Objectives This study estimates the relative contribution of policies implemented between 1998 and 2010 to reductions in smoking prevalence by 2010. It then models the impact of implementing stronger policies, relative to a scenario of inaction, on smoking prevalence and smoking-attributable mortality in Ireland.

Methods IrelandSS is an adapted version of SimSmoke, a dynamic simulation model used to examine the effect of tobacco control policies on smoking prevalence, through initiation and cessation, and associated future premature mortality.

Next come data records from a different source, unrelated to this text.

PR #64, opened 2022-08-15
RFC 1015: Full text search

vpetrovykh:
A draft proposal of the full-text search funcitonality for EdgeDB.

### DIFF
--- a/text/1015-full-text-search.rst
+++ b/text/1015-full-text-search.rst
@@ -1,0 +1,431 @@
+::
+
+    Status: Draft
+    Type: Feature
+    Created: 2022-08-12
+    Authors: Victor Petrovykh <victor@edgedb.com>
+
+==========================
+RFC 1015: Full text search
+==========================
+
+This RFC outlines a generic approach to full-text search (also referred to as
+FTS in this document) functionality, keeping the core features the same across
+various specific implementations.
+
+
+Motivation
+==========
+
+Advanced text search functionality is important when dealing with text fields
+containing natural human language. When filtering such fields simpler tools
+such as ``LIKE`` or regular expressions are not flexible enough. Full-text
+search tools can be built-in (based on Postgres FTS capability) or external
+(e.g. Elasticsearch). External tools would likely be implemented in the form
+of extensions. However, we want the EdgeQL queries that use FTS to be the
+same, regardless of how the search is implemented. This means that this
+functionality should use the same built-in functions and even the query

Results Model predictions for smoking prevalence are reasonably close to those from surveys. As a result of tobacco control policies implemented between 1998 and 2010, there was a 22% relative reduction in smoking prevalence and 1716 fewer smoking-attributable deaths (SADs) by 2010 increasing to a 29% relative reduction in prevalence and 50 215 fewer SADs by 2040. With the introduction of stricter FCTC-compliant policies in 2011, the smoking prevalence can be decreased by as much as 13% initially, increasing to 28% by 30 years. With these stronger policies, a total of 24 768 SADs will be averted by 2040.

Conclusions Predictions from the IrelandSS model suggest that policies implemented between 1998 and 2010 have had considerable effect; however, appreciable reductions in smoking prevalence and SADs can still be achieved through increasing taxes, maintaining a high-intensity tobacco control media campaign, introducing graphic health warnings and improving smoking cessation services.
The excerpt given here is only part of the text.